■ Work instructions
The line containing "### LINKED ISSUE" marks the end; copy exactly all lines from the start of the material up to and including it.

■ Record set
PR #4750, opened 2026-02-21
fix: enlarge small tiled panes for plugin permission prompts

### LINKED ISSUE #4749: Plugin permission prompt not visible in small tiled panes (tab-bar, status-bar)
When a third-party plugin runs in a small tiled pane (e.g. a 1-row borderless tab-bar or status-bar), the permission prompt gets crammed into that single row. It's effectively invisible, users may not realize the plugin is waiting for permission approval and can't figure out how to grant it.

Other plugin authors have noted this and suggest workarounds like "click on the bar and press y". But that means users are blindly granting permissions without reading what's being requested. This is a security concern since the prompt lists specific permissions (ReadApplicationState, ChangeApplicationState, etc.) that should be reviewed before approving.

The existing suppressed pane mechanism handles this nicely for headless plugins loaded via `load_plugins`, they get a floating popup. But small tiled panes don't benefit from that path because they're visible, just too small to read.

**Steps to reproduce:**
1. Configure a third-party plugin (not `zellij:` built-in) in a 1-row tab-bar position
2. Clear the permission cache (`rm ~/.cache/zellij/permissions.kdl`)
3. Start zellij — the permission prompt is invisible in the 1-row pane

**Proposed fix:**

When a tiled pane is too small to display the permission prompt, temporarily enlarge it using `set_geom_override` with a frame so the verbose prompt is actually visible and the pane is focusable. After the user responds y/n, `reset_size_and_position_override` restores the original geometry.

I have a working branch I'm doing manual testing with, seems to work well, and it's just a handful of lines in `zellij-server/src/tab/mod.rs`.

karlbunch:
## Summary
- When a plugin in a small tiled pane (e.g. 1-row tab-bar) requests permissions, temporarily enlarge it using `set_geom_override` so the verbose prompt is visible
- Pane gets a frame and becomes selectable/focused for the duration of the prompt
- After y/n response, `reset_size_and_position_override` restores the original geometry
- Fixes #4749

## Test plan
- [ ] Load a third-party plugin in a 1-row borderless tab-bar position with cleared permission cache
- [ ] Verify the pane enlarges and shows the full permission prompt with frame
- [ ] Press y — verify pane shrinks back to 1 row and plugin works normally
- [ ] Press n — verify pane shrinks back and plugin is denied
- [ ] Verify normal-sized panes still show permissions inline as before
- [ ] Verify suppressed/headless plugin permissions still float as before


cloudiful:
I hit the same issue while working on my own tab bar plugin, so I’d love to see this merged soon 🙂

One thing I noticed is that geom_override() is already used in [toggle_pane_fullscreen()](https://github.com/zellij-org/zellij/blob/main/zellij-server/src/panes/tiled_panes/mod.rs#L2534-L2583), so using it as the signal for whether the pane was temporarily enlarged seems too broad. The cleanup also restores hard-coded borderless/selectable values instead of the pane’s original state.

Maybe the safer approach is to track this permission-prompt promotion explicitly and restore from saved state? Something like this:

```rust
struct PermissionPromptRestoreState {
    borderless: bool,
    selectable: bool,
}

permission_prompt_restore_state.insert(
    pid,
    PermissionPromptRestoreState {
        borderless: plugin_pane.borderless(),
        selectable: plugin_pane.selectable(),
    },
);

// ... apply temporary override ...

if let Some(prev) = permission_prompt_restore_state.remove(&pid) {
    active_pane.reset_size_and_position_override();
    active_pane.set_borderless(prev.borderless);
    active_pane.set_selectable(prev.selectable);
}
```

■ Result of the task
PR #4750, opened 2026-02-21
fix: enlarge small tiled panes for plugin permission prompts

### LINKED ISSUE #4749: Plugin permission prompt not visible in small tiled panes (tab-bar, status-bar)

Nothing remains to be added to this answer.